*Listed records*
PR #648, opened 2024-06-03
Add global functions to set CSS

hwittenborn:
#### Summary
Part of the work for #645. As discussed in the Matrix dev room, feel free to not merge this until we look at how it's used in the PR for that (once I have it created).

#### Checklist

- [x] cargo fmt
- [ ] cargo clippy
- [ ] cargo test
- [x] updated CHANGES.md

PR #649, opened 2024-06-03
Rewrite `Alert` component from stratch to work with both GTK4 and Adwaita

### LINKED ISSUE #645: Rewrite `Alert` component to avoid using `MessageDialog`
Currently, the `Alert` component uses `gtk::MessageDialog`, which causes an issue when you want the body text of the dialog to be center-aligned. The `adw::MessageDialog` centers such text, which - while minor - is desirable by people who want their apps to follow the Adwaita styling.

There's the option of just using `adw::MessageDialog`, which I've currently [mostly implemented](https://github.com/hwittenborn/Relm4/commit/887d03fd06eb7eab34e7ed5fcba1386533e14c40). I'm wondering if it would be better to make a widget that functions the same as `adw::MessageDialog` though, but is just written from scratch with only GTK4. This would allow more flexibility to be put on the widget (such as how text is aligned), and (hopefully) allow backward compatibility to older GTK4 versions.

Any thoughts? I'm open to creating a PR for the Adwaita alert component I've made, but I feel like it's a bit hacky since the Adwaita-based component is largely the same as the GTK4 one. I've also managed to add in support for an extra widget on the Adwaita component, and having a feature mismatch between the two didn't make a ton of sense to me.

hwittenborn:
*This PR needs to be merged after #648, as it builds on top of changes from that one.*

#### Summary
Resolves #645. I did some tests to make sure everything looks correct:

**GTK4:**
image

**Adwaita:**
image

When writing the [original Adwaita-based version](https://github.com/hwittenborn/Relm4/commit/887d03fd06eb7eab34e7ed5fcba1386533e14c40) that would've resulted in two separate `Alert` components, I had added some extra features (such as adding in an extra widget). I haven't added such functionality here yet to keep the changes minimal, but if it feels appropriate to do so I'm fine adding that in (or in a separate PR, either is fine by me).

#### Checklist

- [x] cargo fmt
- [x] cargo clippy
- [x] cargo test
- [x] updated CHANGES.md


hwittenborn:
Also of note - GTK4's `MessageDialog` doesn't have the text center-aligned:
image

However, I made it to where [the text is center aligned](https://github.com/hwittenborn/Relm4/blob/235bc95cd61b9cf5b0b94be4df27ce6c5fbc572a/relm4-components/src/alert/mod.rs#L130) (which is how Adwaita does it):
image

I'm not sure if this is desired, but it was at least by me where the left-aligned text felt off with everything else being center-aligned.

relm4-components/src/alert/mod.rs
```diff
@@ -0,0 +1,244 @@
...
+use gtk::prelude::{BoxExt, ButtonExt, GtkWindowExt, OrientableExt, WidgetExt};
+use relm4::{gtk, Component, ComponentParts, ComponentSender, RelmWidgetExt};
+
+static LIBADWAITA_ENABLED: bool = cfg!(feature = "libadwaita");
+static COMPONENT_CSS: &str = include_str!("style.css");
+
+static ERROR_CSS: &str = "error";
+static TITLE_CSS: &str = "title-2";
+static DESTRUCTIVE_CSS: &str = "destructive-action";
+static FLAT_CSS: &str = "flat";
```
AaronErhardt, line 14: Shouldn't is be `const` instead of `static`?

relm4-components/src/alert/mod.rs
```diff
@@ -0,0 +1,244 @@
...
+
+    fn init(
+        settings: AlertSettings,
+        root: Self::Root,
+        sender: ComponentSender<Self>,
+    ) -> ComponentParts<Self> {
+        relm4::set_global_css_with_priority(
+            COMPONENT_CSS,
+            gtk::STYLE_PROVIDER_PRIORITY_APPLICATION,
+        );
```
AaronErhardt, line 214: I'm not sure how GTK handles this, but ideally we would call this only the first time an `AlertComponent` is created.

relm4/src/app.rs
AaronErhardt, line 1: I guess a rebase against main would be nice to avoid those changes in the diff.

AaronErhardt (changes requested):
Looks very nice! I just found a few minor things to improve.

relm4-components/src/alert/mod.rs
hwittenborn: I chose `static`, as otherwise the string gets inlined everywhere it's used. Would you rather it not behave like that?

After #650 gets merged, these shouldn't be required anyway though. If you'd prefer things to be `const` I'll need to get things changed up before that PR gets merged as well.

relm4-components/src/alert/mod.rs
hwittenborn: I'd assume it would handle it the same way as if we override a styling that already exists (like how a custom theme might do). The styling shouldn't need to be initialized more than once in this case anyway though.

relm4/src/app.rs
hwittenborn: Will do, I'll get that done in a second.

relm4-components/src/alert/mod.rs
AaronErhardt: I prefer `const` when possible. I don't think rustc will inline `const` items everywhere, rather `const` items are not guaranteed to have a certain memory location. Since we don't need `static` in the sense of a global variable here and rather define constants, `const` should be idiomatic (and maybe even slightly more performant).

hwittenborn: [It does look like Rust inlines `const` usage](https://doc.rust-lang.org/std/keyword.const.html):

> ...constants are inlined wherever they’re used, making using them identical to simply replacing the name of the `const` with its value.

I'm not sure if that's a problem for you, but I thought I'd mention it just in case. If that's fine, I'm good to move them over to using `const`.

AaronErhardt: They might be inlined, but the compiler will not create unnecessary space for them. In fact, I just checked out of curiosity and the compiler will emit the exact same assembly regardless of `static` or `const` being used, with the only difference being the name of the memory region it creates for the constant value. So since `const` is semantically more correct, I'd simply use that.

hwittenborn: I wasn't aware of that, I guess the docs misled me a bit :p. Anyhow, I can't argue with what's proven, so I'll go ahead and get everything moved over.

AaronErhardt (approved):
Thanks!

*What needs to be done*
Filter the listing above, keeping only the lines with "sure".

*Written answer*
Resolves #645. I did some tests to make sure everything looks correct:
I'm not sure if this is desired, but it was at least by me where the left-aligned text felt off with everything else being center-aligned.
AaronErhardt, line 214: I'm not sure how GTK handles this, but ideally we would call this only the first time an `AlertComponent` is created.
I'm not sure if that's a problem for you, but I thought I'd mention it just in case. If that's fine, I'm good to move them over to using `const`.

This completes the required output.